"We've been talking about this for weeks," he shouted. "It's not hard, people, yet we keep dancing around the issue. I'm sick of it. We need to vote now and move on."
The vote in question, from a church meeting some 25 years ago, concerned whether to expel a member who had come out as gay. I could share all the mitigating circumstances--we were young, we had at least one foot in evangelical Christianity, it was 1989--but none of that eased the trauma of the event. Some of us are still sorting out the emotional ramifications.
Yet this fellow (whose words I have approximated in the quote above) wanted to "move on."
To be fair, he is not alone--not by a long shot. In dialogue after dialogue, controversy after controversy, I've heard people all over the spectrum of politics and faith lose their cool and just want it done. Some of them hope that, if they can close the door on the issue, the people on the other side will go away.
The Supreme Court ruling on marriage equality has me thinking about this. How will we "move on" in the wake of the decision? Whom do we hope will go away?
The answers do not come easily, particularly for people of faith. Part of the reason involves what we need. The other part is what we are called to.
First the need: Sometimes moving on has to happen. We have other pressing matters to address, and the controversy at hand leaves them neglected. I've heard this very argument in the Episcopal Church, my faith home, over the marriage equality debate: why are we arguing over this when we should be serving the poor and feeding the hungry?
Sometimes the pain of these dialogues overwhelms us, and we have to take a break: from the issue, from the people on the other side, or both. Maybe, for a while, we put the dialogue on hiatus to regain our balance, or we spend time with allies to refresh our souls. Depending on the depth and intensity of the hurt, for a while can mean days, or it can mean years.
There is, of course, a world of hurt around the battle for marriage equality. We have been fighting it for a generation. Exhaustion is widespread. Many LGBTQIA people would be glad never to meet another conservative Christian, and vice versa.
This, I think, is what many people mean by moving on: they want to slam the door on further dialogue. They want to send the other side away forever.

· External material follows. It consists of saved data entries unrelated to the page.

PR #1001, opened 2025-04-04
fix: React-Native project fails to load up during development

### LINKED ISSUE #1000: Version Mismatch: @embeddedchat/api Not Recognized in Monorepo Workspace
### Description:

There is a version mismatch between the @embeddedchat/api package in the monorepo and the published version on npm. The monorepo's package.json lists the version as 0.1.2, while the npm registry shows 0.1.3. This is causing issues when using yarn web in the react-native repo, as it fails to detect the local workspace package and instead tries to fetch it from npm.

### Steps to reproduce:

1. Run yarn web in the monorepo.
2. Observe the error: Error: @embeddedchat/api@workspace:^: Workspace not found (@embeddedchat/api@workspace:^).
3. Install the package from npm instead (0.1.3), and it works without issues.

### Expected behavior:

yarn web should correctly resolve @embeddedchat/api from the monorepo workspace instead of looking for the npm version and start the react-native project

### Actual behavior:

Yarn fails to find @embeddedchat/api@workspace:^ and throws an error.

Image

Image

**From the above snaps we can observe that the version used in the current api package is deprecated**

https://github.com/user-attachments/assets/0f07f7b9-15fb-48b6-8d47-2b02dcb4c4f3

SinghaAnirban005:
# React-Native project development fails

- [x]  Changed the version of the @embeddedchat/api package to use the latest one instead of the deprecated version
- [x] Ran yarn install at the root level 
- [x]  Hardcoded the api version inside the react-native repo

## Reason I have hardcoded instead of using workspace:^
1. While using workspace:^ works only on removing the yarn.lock file present inside the react-native repo, but doing this introduces dependency issues
2. The Metro bundler can't properly resolve the local dependency paths
3. Hence harcoding the version of api package inside the react-native repo is the best workaround to have for now

Fixes #1000 

## Video/Screenshots

https://github.com/user-attachments/assets/f2c64154-b2d2-43bc-b053-1e990411c82e

## PR Test Details

**Note**: The PR will be ready for live testing at https://rocketchat.github.io/EmbeddedChat/pulls/pr-1001 after approval. Contributors are requested to replace `<pr_number>` with the actual PR number.


Spiral-Memory:
Hi @SinghaAnirban005 
Thanks for this PR

Why it is showing these many changes ?

Spiral-Memory:
Can you please ignore those yarn cache files

Spiral-Memory:
Hi @SinghaAnirban005 
Any idea, why yarn.lock is getting affected this much with just one version change

SinghaAnirban005:
Might be because of including a new library in the react-native package !!
I shall investigate further and then  let you know @Spiral-Memory

Spiral-Memory:
Sure, meanwhile I'm approving it

Spiral-Memory (approved):

SinghaAnirban005:
@Spiral-Memory 
The reason for such large number of additions accounts to the hardcoding of the version for @embeddedchat/api in the react-native project .  Due to which all the dependencies were installed separately, even if they exist already in the root or other package.

This can be tackled by using **workspace:^** instead of hardcoding version number . Due to hardcoding version number it was searching for the api package in the npm registry

But few considerations before using workspace:^ :
1. On running yarn I ran into an issue where Yarn couldn’t resolve the workspace version and threw an error like **could not find workspace:^.**
After digging in, I found that this was caused by the presence of an existing yarn.lock file inside packages/react-native. This lockfile caused Yarn to treat it as an external package instead of linking the local workspace version.

2. To resolve this i removed the old yarn.lock file and ran yarn install . After that, things worked as expected.

So the solution given in the PR can  be thought of as a temporary workaround . I didn't want to delete the existing yarn.lock file so i had to come up with the given solution

Spiral-Memory:
Then do one think, delete that, run yarn, to get a new lock file and then we can have that 

Will that work ?

SinghaAnirban005:
deleting the yarn.lock file inside the native repo and then running a yarn install wont generate a new lockfile since it is treated as a yarn workspace

i believe there should be only a central lockfile for this monorepo at the root level

abirc8010:
> While using workspace:^ works only on removing the yarn.lock file present inside the react-native repo, but doing this introduces dependency issues

I’ve tested this as well. Using workspace:^ in embeddedchat/api leads to dependency issues, unless the expo package is installed at the root level. Additionally, to make it compatible, some more React Native specific packages also need to be added to the monorepo’s dependencies.

SinghaAnirban005:
Absolutely !
I felt that this issue can be solved more comprehensively during the Gsoc period since it involves upgrading and importing of few packages (aligns with the deliverables in the Emb chat 2025) hence my solution was just to provide a temporary workaround for few contributors who were complaining about this issue.
I have confirmed with Zishan that this particular issue can later be handled more gracefully by whoever is selected for this project .
Thank You

Spiral-Memory:
@SinghaAnirban005 @abirc8010 @devanshkansagra 
If anyone of you is available, look into it and see if we can atleast make that mobile app in a working condition atleast with minimal changes. Thanks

That's where the calling comes in.
As people of faith, we can say two things about ourselves and our lives with a high degree of confidence. First, we don't know much. Mystery and ambiguity lie at the heart of faith. Christianity affirms a God who is one and also three; Hinduism describes a Supreme Being so beyond our ken that even the word Being is inaccurate.
With all this uncertainty, there is always a chance that, as we learn more over the years, we may need to alter some of our stances--even, occasionally, overhaul them. That deep "I don't know" should not keep us from living out our convictions in the present moment. It should inspire us to keep hearing one another: if not on the controversy at hand, at least for all the other ideas we have to offer.
Second, we are called to compassion for everyone. If we humans, as a species, have learned anything from the grand sweep of faith and values, it is surely this. Our opponents may be our opponents, but they are also people--God-bearers.
Not everyone can leave the door ajar. No victim of abuse, for example, should ever be criticized for closing the door on her abuser. Everyone needs a sphere of safety. But when we close the door because we are impatient, because we are exhausted, because we think the issue is simple, we fall short of the deepest and best selves to which God has called us.
What does this mean for the Supreme Court decision? For most of us, it means finding a way to keep engaging the other side. With clenched teeth, perhaps, with an agreement to disagree for a while, at least, but turning our hearts to stay in touch. Because ultimately, there is no other side. There is just us, all of us, together in this world whether we like it or not.